Pennsylvania Man Arrested for Multi-Million-Dollar Investment Fraud
|U.S. Attorney’s Office November 29, 2010|
NEWARK—William Graulich IV, purported managing partner of iVest International Holdings, Inc., surrendered today to agents of the FBI after being charged for allegedly conspiring to solicit victims to invest millions based on his false promises, United States Attorney Paul J. Fishman announced.
Graulich, 54, of Henryville, Pa., is charged by criminal complaint with conspiring to perpetrate a multi-million-dollar investment fraud using interstate wires. He is scheduled to appear this afternoon before United States Magistrate Judge Patty Shwartz in Newark federal court.
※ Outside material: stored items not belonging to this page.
PR #1501, opened 2023-11-14
Fix SO error in debug builds

### LINKED ISSUE #1067: fastn binary crashes if built in debug mode
Release build works, but debug build fails with stack overflow error. Because of this development is affected, building in release mode takes longer than debug mode, so edit-compile-test cycle is slower. Also we should fix this just because it is a smell, someday release will also start crashing, or may be it is already crashing on some operating systems etc.

siddhantk232:
closes #1067


amitu (approved):
You my friend rock!

PR #1512, opened 2023-11-16
Wrapped internal fastn.js classes in an IIFE to avoid namespace conflicts

harshdoesdev:
Wrapped internal fastn.js classes in an IIFE to avoid namespace conflicts.


harshdoesdev:
I have tested it on fastn.com (checked search and notification), and it is working.

Arpita-Jaiswal (approved):

PR #1518, opened 2023-11-20
Rename `is-login` -> `is-logged-in`

siddhantk232:
This PR addresses some suggestions made in #1485 after merge.


fastn-core/src/library2022/processor/user_details.rs
```diff
@@ -1,46 +1,42 @@
+use fastn_core::auth;
+
```
amitu, line 2: We do not do this. Use full paths.

amitu (approved):

Arpita-Jaiswal (approved):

According to the criminal complaint:
Graulich, along with unnamed co-conspirators, represented that they had an “exclusive” investment platform available by invitation only, and that had been previously open only to those able to invest at least $100 million. Graulich and his co-conspirators pitched the investment platform to a victim identified in the Complaint as “D.G.,” and others, stating that any investment would be held in a “non-depletion attorney account” and “not [be] at risk.” Investors were told that the monies in the non-depletion account would be used as collateral to obtain a line of credit, which would be used to trade financial instruments, including “Medium Term Notes” and “Standby Letters of Credit.” Graulich and his co-conspirators promised weekly returns of 22 percent.
Based on Graulich’s false representations and willingness to waive the purported $100 million minimum investment requirement, D.G. invested approximately $4.4 million with Graulich, wiring $2.8 million in August 2008 and $1.6 million in November 2008 to a J.P. Morgan Chase Bank account maintained by Graulich in Morristown, N.J. D.G. wired the money pursuant to an executed Joint Venture Agreement he had with Graulich, which contained numerous false representations.
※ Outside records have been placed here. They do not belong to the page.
PR #1519, opened 2023-11-20
feat: `user_id` cookie for authenticated user

siddhantk232:
Set a `user_id` cookie when user is authenticated. This cookie stores an encrypted json string, eg:

```js
{
  'login': 'siddhantk232', 
  'id': 36407043, 
  'name': 'Siddhant Kumar'
}
```

All cookies are forwarded to the proxy backend configured using the `endpoint` package header so we don't need `user-id: true` option now.

### DIFF
--- a/fastn-core/src/commands/serve.rs
+++ b/fastn-core/src/commands/serve.rs
@@ -332,6 +332,7 @@ pub async fn serve(
 
             // TODO: read app config and send them to service as header
             // Adjust x-fastn header from based on the platform and the requested field
+            // this is for fastn.app
             if let Some(user_id) = conf.get("user-id") {
                 match user_id.split_once('-') {
                     Some((platform, requested_field)) => {
@@ -346,6 +347,32 @@ pub async fn serve(
                         }
                     }
                     _ => return Ok(fastn_core::unauthorised!("invalid user-id provided")),
+                }
+            }
+
+            if config.package.user_id {
+                let provider = "github";
+                if let Some(token) =
+                    fastn_core::auth::get_user_data_from_cookies(provider, "token", &cookies)
+                        .await
+                        .ok()
+                        .flatten()
+                {
+                    match fastn_core::auth::github::apis::user_details(token.as_str()).await {
+                        Ok(user) => {
+                            // x-fastn-user-id is github_id
+                            conf.insert("X-FASTN-USER-ID".to_string(), format!("{}", user.id));
+                        }
+                        Err(_) => {
+                            tracing::error!(
+                                "Failed to pass used-id to endpoint. Invalid github access_token"
+                            );
+                        }
+                    }
+                } else {
+                    tracing::error!(
+                        "Failed to get token from {provider} cookie. User is not authenticated"
+                    );
                 }
             }
 
--- a/fastn-core/src/commands/serve.rs
+++ b/fastn-core/src/commands/serve.rs
@@ -350,32 +350,6 @@ pub async fn serve(
                 }
             }
 
-            if config.package.user_id {
-                let provider = "github";
-                if let Some(token) =
-                    fastn_core::auth::get_user_data_from_cookies(provider, "token", &cookies)
-                        .await
-                        .ok()
-                        .flatten()
-                {
-                    match fastn_core::auth::github::apis::user_details(token.as_str()).await {
-                        Ok(user) => {
-                            // x-fastn-user-id is github_id
-                            conf.insert("X-FASTN-USER-ID".to_string(), format!("{}", user.id));
-                        }
-                        Err(_) => {
-                            tracing::error!(
-                                "Failed to pass used-id to endpoint. Invalid github access_token"
-                            );
-                        }
-                    }
-                } else {
-                    tracing::error!(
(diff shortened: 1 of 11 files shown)


fastn-core/src/commands/serve.rs
```diff
@@ -349,6 +350,32 @@ pub async fn serve(
...
 
+            if config.package.user_id {
+                let provider = "github";
+                if let Some(token) =
+                    fastn_core::auth::get_user_data_from_cookies(provider, "token", &cookies)
+                        .await
+                        .ok()
+                        .flatten()
+                {
+                    match fastn_core::auth::github::apis::user_details(token.as_str()).await {
```
amitu, line 361: Making a http request for every request is expensive. Can you cache the user-id somewhere? A signed cookie is what we prefer.

amitu (changes requested):

fastn-core/src/commands/serve.rs
siddhantk232: This, I think would be more secure than just passing `x-fastn-user-id` header to the proxy backend.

From December 2008 through January 2009, Graulich paid D.G. approximately $1 million in “returns,” actually money from D.G.’s own investment, before stopping making payments altogether.
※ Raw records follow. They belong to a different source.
PR #1542, opened 2023-11-30
preserve processor cookies

### LINKED ISSUE #1538: http processor loses cookies
When we make a request using [http processor](https://fastn.com/http/), if the response included any cookie, we do not propagate it to the browser. 

## Expected Behavior

Since we do send all cookies to upstream, it makes sense that upstream can also create cookies.

## Current Behavior

Upstream cookies are lost.

## Possible Solution

Store the cookies from each processor call in the Config or some such global structure, and pass it along the response.

Call a http processor that sets a cookie, see if cookie is found in browser. 

## Context

We are building slides project which is using django as backend. Django is setting a few cookies to keep track of things, and those cookies gets set if the request is directly forwarded to django via endpoint feature, but if django tries to set the cookie via http processors they are getting lost. 

## Your Environment

- Operating System: Mac
- Web Browser: Safari

amitu:
This PR fixes #1538.

### DIFF
--- a/fastn-core/src/commands/serve.rs
+++ b/fastn-core/src/commands/serve.rs
@@ -242,7 +242,7 @@ pub async fn serve(
 
     let path: camino::Utf8PathBuf = req.path().replacen('/', "", 1).parse()?;
 
-    Ok(if path.eq(&camino::Utf8PathBuf::new().join("FASTN.ftd")) {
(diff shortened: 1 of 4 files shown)


amitu:
@siddhantk232 I have written the code without testing it. Do take a look at it, and let me know what you think?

A review of the J.P. Morgan “non-depletion account” revealed that Graulich, immediately upon receiving D.G.’s $2.8 million wire in August 2008, wired that money to a second, personal Chase Bank account. Graulich used that account to pay his personal living expenses—including payments to Bennett Jaguar, CVS, Bushkill Golf, Stone Bar Inn, Gulf Oil, Verizon, and DIRECTV.
Review of the personal account following D.G.’s $1.6 million wire in November 2008 revealed that in addition to paying phony “returns” back to D.G., that money was used by Graulich for $100,000 in tax payments, approximately $10,000 in mortgage payments, approximately $25,000 in legal bills, and approximately $100,000 for New York Yankees tickets.
If convicted, Graulich faces a maximum potential penalty of 30 years in jail and a $1 million fine.
U.S. Attorney Fishman praised special agents of the FBI, under the direction of Special Agent in Charge Michael B. Ward, and inspectors of the U.S. Postal Inspection service, under the direction of Postal Inspector in Charge David Collins, for their work in the continuing investigation. He also thanked the U.S. Securities and Exchange Commission’s Philadelphia Regional Office, under Regional Director Daniel Hawke.
The government is represented by Assistant U.S. Attorney Lee Vartan of the U.S. Attorney’s Office Economic Crimes Unit in Newark.
The charge and allegations in the complaint are merely accusations and the defendant is considered innocent unless and until proven guilty.
Defense counsel: Jay V. Surgent, Esq., Lyndhurst, N.J.